Committed to PEOPLE'S RIGHT TO KNOW
Vol. 4 Num 305 Wed. April 07, 2004  
   
Editorial


Editorial
World Health Day
Focus on road safety
This year's World Health Day theme is: Road safety is no accident. What could be a more powerful statement on the dire need for prevention of road mishaps? The message rings loud and clear: we must pool all our resources -- government, private sector, community and NGO -- in a massive effort to contain road fatalities and traffic injuries which have been wreaking havoc on life in this planet.

WHO statistics speak for themselves. Road accidents, the 9th leading cause for disability-adjusted life years lost in 1998, seem set to notch up the third position there in 2020. What's clearly disquieting is that traffic injuries constitute the number one cause of death among young people aged 16 to 24 years.

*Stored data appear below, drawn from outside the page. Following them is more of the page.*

Issue #245, opened 2019-06-05
Minor fixes before 1.9.9 release


mvierma:
- [x] cruft remover: falsely suggests removal of parent theme
- [x] cruft remover: exclude node_modules
- [x] tests: remove old rspec test
- [x] database: add line break to search and replace box's to and from fields
![image](https://user-images.githubusercontent.com/26429376/58943541-9e246c80-8788-11e9-9044-6c77c5f10539.png)
- [x] reports: fix undefined index
![image](https://user-images.githubusercontent.com/42264063/58948281-6cb09e80-8792-11e9-95ea-6b9aa27d3385.png)
- [x] updates: fix undefined index
![image](https://user-images.githubusercontent.com/42264063/58948359-9bc71000-8792-11e9-9a06-1cf65d764e56.png)

ottok:
PHP version change does not seem to complete?
![image](https://user-images.githubusercontent.com/668724/59087705-1ff1d280-890e-11e9-90f4-15ac2f0714b8.png)

elguitar:
@ottok noticed that the Publish button is not working on domains_page. This is probably because it doesn't use the AJAX system yet.
This should be fixed before 1.9.9 too. 

@JoosuaKoskinen and I will sort this out :)

JoosuaKoskinen:
These issues has been fixed in the commits referencing this and 1.9.9 has been published.

PR #247, opened 2019-06-07
Minor fixes before 1.9.9

JoosuaKoskinen:
This fixes some small bugs and issues which were meant to be fixed before publishing Seravo Plugin version 1.9.9.

Changes summed up:
- Exclude node_modules and parent themes from cruft remover.
- Remove old rspec test.
- Improve search and replace form layout.
- Fix undefined index from couple of pages.

These all were reported in #245. Note that this PR doesn't include the bugs commented in the issue.


modules/reports.php
```diff
@@ -158,8 +150,7 @@ public static function seravo_disk_usage() {
 
     public static function seravo_site_info() {
       if ( ! Helpers::is_production() ) {
-        _e('This feature is available only on live production sites.', 'seravo');
-        return;
+        __('This feature is available only on live production sites.', 'seravo');
```
ottok: Should this line start with `return` so the value of __() is send back?

modules/reports.php
```diff
@@ -191,10 +182,13 @@ function print_item( $value, $description ) {
         }
       }
 
+      // Nested arrays need to be checked seperately
+      $country = ! empty($site_info['country']) ? $countries[ $site_info['country'] ] : '';
```
ottok: By the way, have you read about https://php.net/manual/en/migration70.new-features.php#migration70.new-features.null-coalesce-op ?
This could be written: `$country = $countries[ $site_info['country'] ] ?? '';`

elguitar: How is that handled in 5.6? Fatal errors because of seravo-plugin would be quite unpleasant.
Otherwise great tip! ?? simplifies things a lot.

ottok: Right, we need to support PHP 5.6 for some time still.

modules/reports.php
JoosuaKoskinen: This shouldn't be here, changed it back. Also added the same to HTTP request box.

PR #248, opened 2019-06-10
Fix the publish button in zone edit

elguitar:
This commit makes the publish button work with the new AJAX system.

This is a subtask of #245

Domains page

#### Manual testing steps?
- Start with a domain which has not been published
- Publish it through domains page.
- Test editting of zone (for regressions)

#### Screenshots
2019-06-10-104050_370x148_scrot


ottok:
@JoosuaKoskinen Please review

Coming to Bangladesh, she has one of the highest fatality rates, higher than 73 deaths per 10 thousand. This accounts for a whopping loss of Tk 15 billion every year. Such deaths often ruin whole families and the maimed and crippled ones barely exist (not live) on the margins of society and economy. Even the statistics may not reflect the true magnitude of this epidemic of the new century almost rivaling the HIV affliction. This apprehension comes from lack of documentation and underreporting of accidents.

We are adept in compiling and disseminating statistics, but apparently not in acting on them. Perhaps, we like to rest content with sharing the urgency that the data analysis brings to the fore thinking that our commitment has been demonstrated after all. This attitude must go. There must be a hands-on approach, as distinguished from an academic one, on the part of national governments to enhance road safety by all possible means.

We have to make the right start in preventing road accidents. Do we realise that 53 per cent of road accident victims are pedestrian and that this could go up to 70 per cent in the near future? It is a daily sight for anyone in the street that pedestrians and vehicles pass each other by whiskers. So, all street users have to be sensitised about adhering to road safety rules. The recommendations of action research relating to inclusion of traffic safety precautions in school curriculum, capacity building in NGOs and communities, and the launching of an awareness campaign on a sustainable basis, merit attention and implementation.